PR #194, opened 2015-01-24
Fix WebSequenceDiagram style bug:the style was not used

laedit:
Now the default style is really 'default', like indicated on https://www.websequencediagrams.com/embedding.html.
And with "@@sequence style", 'style' will replace 'default'.

### DIFF
--- a/src/Pretzel.Tests/Extensibility/Extensions/WebSequenceDiagramsTests.cs
+++ b/src/Pretzel.Tests/Extensibility/Extensions/WebSequenceDiagramsTests.cs
@@ -19,7 +19,7 @@ b->a: bar
 <p>world</p>";
 
             const string expected = @"<p>hello</p>
-<div class=""wsd"" wsd_style=""""><pre>a->b: foo
+<div class=""wsd"" wsd_style=""default""><pre>a->b: foo
 b->a: bar
 </pre></div>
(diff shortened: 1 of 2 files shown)


src/Pretzel.Tests/Extensibility/Extensions/WebSequenceDiagramsTests.cs
```diff
@@ -58,5 +58,26 @@ public void Multiple_blocks_are_converted_to_multiple_diagrams()
...
+
+            const string expected = @"<p>hello</p>
+<div class=""wsd"" wsd_style=""mscgen""><pre>a->b: foo
+b->a: bar
+</pre></div>
+<p>world</p>
+<script type=""text/javascript"" src=""http://www.websequencediagrams.com/service.js""></script>";
+
+            var markdown = transform.Transform(input);
+            Assert.Equal(expected.RemoveWhiteSpace(), markdown.RemoveWhiteSpace());
```
JakeGinnivan: ApprovalTests is awesome for this sort of test. https://github.com/approvals/ApprovalTests.Net

laedit: Thanks for the tip!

**Your objective:**
All lines from the one with "(diff shortened: 1 of 2 files shown)" to the end of the listing are to be printed exactly as given, both ends included.

**Answer area:**
(diff shortened: 1 of 2 files shown)


src/Pretzel.Tests/Extensibility/Extensions/WebSequenceDiagramsTests.cs
```diff
@@ -58,5 +58,26 @@ public void Multiple_blocks_are_converted_to_multiple_diagrams()
...
+
+            const string expected = @"<p>hello</p>
+<div class=""wsd"" wsd_style=""mscgen""><pre>a->b: foo
+b->a: bar
+</pre></div>
+<p>world</p>
+<script type=""text/javascript"" src=""http://www.websequencediagrams.com/service.js""></script>";
+
+            var markdown = transform.Transform(input);
+            Assert.Equal(expected.RemoveWhiteSpace(), markdown.RemoveWhiteSpace());
```
JakeGinnivan: ApprovalTests is awesome for this sort of test. https://github.com/approvals/ApprovalTests.Net

laedit: Thanks for the tip!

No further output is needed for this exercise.